The daily deals industry is under siege. After Groupon released its quarterly earnings report, analysts were quick to predict the daily deals industry's grim future and reporters eager to find disgruntled businesses willing to share their negative feelings about running daily deals.
Both sides are frustrated -- the businesses offering daily deals are worried about ROI, and customers are concerned about receiving the value they believe they deserve. While the media focuses almost exclusively on what's wrong with the daily deals industry, there has been an overwhelming silence about what can be done to make daily deals more attractive to businesses and customers.
One way that many daily deals companies could make themselves more appealing to their constituents is by revamping their policies aimed at addressing fraud.
Fraud was one of the key issues that Rakesh Agarwal called out in his infamous series on Groupon, including one titled "Groupon was the single worst decision I ever made as a business owner." He notes that the business owner had a paper binder with more than 900 names and needed to check off each Groupon as people came in. This is a huge undertaking. The result? Massive fraud, with many people using deals multiple times.
Daily deal giants like LivingSocial have a simple answer for fraud -- don't allow the transfer of daily deals. When a Washington City Paper reporter recently asked LivingSocial about its new Terms of Service, the company said that unless your name is on the deal you shouldn't be able to use it.
This solution may stop counterfeit daily deals from being used, but it has horrible consequences for businesses and consumers.
Firstly, there is no true mechanism in place for enforcement of fraud. LivingSocial pushes the problem back onto the merchants, saying that it's up to each merchant to match the name on the deal with the name of the person. That's great in theory, but in practical application it falls apart. Is a barista supposed to slow down a whole line of people to check IDs for every LivingSocial deal turned in? To make matters even more confusing, LivingSocial's gifting policy seems to imply that someone can purchase a daily deal and give it to a friend as a gift, which contradicts other parts of the company's policies aimed at limiting daily deal fraud.
Secondly, enforcing this policy is greatly contributing to the number of daily deals that go unused, which creates further problems. On the consumer side, these non-transferable policies effectively dissuade people from selling or gifting a daily deal that they purchased but don't have the time or desire to use.

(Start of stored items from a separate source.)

PR #3095, opened 2019-10-04
Add option for -Wextra to build

mellery451:
fixed warnings that were reported by current compilers. Added a suppress for `unused-parameter`, although we can revisit that particular warning if we think there is any value.

### DIFF
--- a/src/ripple/app/main/Application.cpp
+++ b/src/ripple/app/main/Application.cpp
@@ -1566,19 +1566,8 @@ bool ApplicationImp::setup()
 
         Resource::Charge loadType = Resource::feeReferenceRPC;
         Resource::Consumer c;
-        RPC::Context context {
-            journal ("RPCHandler"),
-            jvCommand,
-            *this,
-            loadType,
-            getOPs (),
-            getLedgerMaster (),
-            c,
-            Role::ADMIN,
-            {},
-            {},
-            {{},{}}
-        };
+        RPC::Context context { journal ("RPCHandler"), jvCommand, *this,
+            loadType, getOPs (), getLedgerMaster (), c, Role::ADMIN};
 
         Json::Value jvResult;
         RPC::doCommand (context, jvResult);
--- a/src/ripple/app/main/Application.cpp
+++ b/src/ripple/app/main/Application.cpp
@@ -1566,8 +1566,19 @@ bool ApplicationImp::setup()
 
         Resource::Charge loadType = Resource::feeReferenceRPC;
         Resource::Consumer c;
-        RPC::Context context { journal ("RPCHandler"), jvCommand, *this,
-            loadType, getOPs (), getLedgerMaster(), c, Role::ADMIN };
+        RPC::Context context {
+            journal ("RPCHandler"),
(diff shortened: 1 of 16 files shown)


src/ripple/app/main/Application.cpp
```diff
@@ -1566,8 +1566,19 @@ bool ApplicationImp::setup()
...
+            jvCommand,
+            *this,
+            loadType,
+            getOPs (),
+            getLedgerMaster (),
+            c,
+            Role::ADMIN,
+            {},
+            {},
+            {{},{}}
```
HowardHinnant: What was the warning that motivated the addition of these last three member initializations?

mellery451: `-Wmissing-field-initializers` (clang). If you'd prefer I disable that one, I'm happy to do that.

HowardHinnant: Thanks.  What do you think about silencing them in Context.h instead, like this:
```
struct Context
{
    // ...
    std::shared_ptr<JobQueue::Coro> coro{};
    InfoSub::pointer infoSub{};
    Headers headers{};
};
```
It isn't a huge deal because we only construct like this in one place.  But when I read the code in Application.cpp, I had to look up in Context.h to see what it was actually doing.  If we do it in Context.h, it seems easier to read to me.

mellery451: yep - I like that better. will change.

HowardHinnant: Thanks.

src/ripple/app/misc/impl/Transaction.cpp
```diff
@@ -63,7 +63,9 @@ void Transaction::setStatus (TransStatus ts, std::uint32_t lseq)
 TransStatus Transaction::sqlTransactionStatus(
     boost::optional<std::string> const& status)
 {
-    char const c = (status) ? (*status)[0] : txnSqlUnknown;
+    char const c = (status) ?
+        (*status)[0] :
+        static_cast<std::underlying_type<TxnSql>::type>(txnSqlUnknown);
```
HowardHinnant: `safe_cast` lives for this kind of stuff. :-)

```
#include <ripple/basics/safe_cast.h>
...
safe_cast<char>(txnSqlUnknown);
```

mellery451: 👍  will do

src/ripple/overlay/PeerReservationTable.h
```diff
@@ -89,7 +89,7 @@ class PeerReservationTable final
     contains(PublicKey const& nodeId)
     {
         std::lock_guard lock(this->mutex_);
-        return table_.find({nodeId}) != table_.end();
+        return table_.find({nodeId,{}}) != table_.end();
```
HowardHinnant: Here too?
```
std::string description{};
```
And ditto...

scottschurr:
@HowardHinnant, thanks for suggesting `safe_cast` and moving the initializers.  I wish I'd thought of that.  :+1:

Not being able to use a daily deal does more harm that creating a disgruntled customer. Today nearly one-third of the $5 billion in annual daily deals sold are going unused, causing businesses to suffer through nightmarish accounting issues like keeping huge liabilities on their books for months or years. In the worst cases, businesses may owe the state the uncollected core daily deal value in three to five years due to escheatment laws.
A strategy for addressing these issues can be found in the ticketing industry, which struggled with counterfeiting and an associated illegal secondary market for a generation. They tried everything, from special paper to holograms, yet people still bought lots of tickets and sold them on the street and they still faced counterfeiting problems.
The answer, eventually, came in technology. Simple bar codes that ticket takers can scan when you enter a venue, but that can also be transferred through a secondary market like StubHub. Suddenly the counterfeiting problem disappeared but the industry never needed to tie the tickets to identity. Now people are free to gift their tickets to friends, sell them on the open market or keep them for themselves. Consumers are now more likely to buy tickets in the first place due to the emergence of StubHub, a trusted secondary market. The sports team that work with StubHub are even compensated directly by StubHub for every ticket sold on the secondary market. Everybody wins.
Daily deal companies like LivingSocial and Groupon should learn from the ticket industry and take active steps to legitimize secondary markets. By allowing legitimate options for reselling daily deals, businesses will have fewer accounting issues associated with unused daily deals. Daily deal buyers will also have fewer associations of buyer's remorse with purchasing daily deals. This may not be the silver bullet for making businesses and customers fall back in love with daily deals, but it will be a big step in the right direction.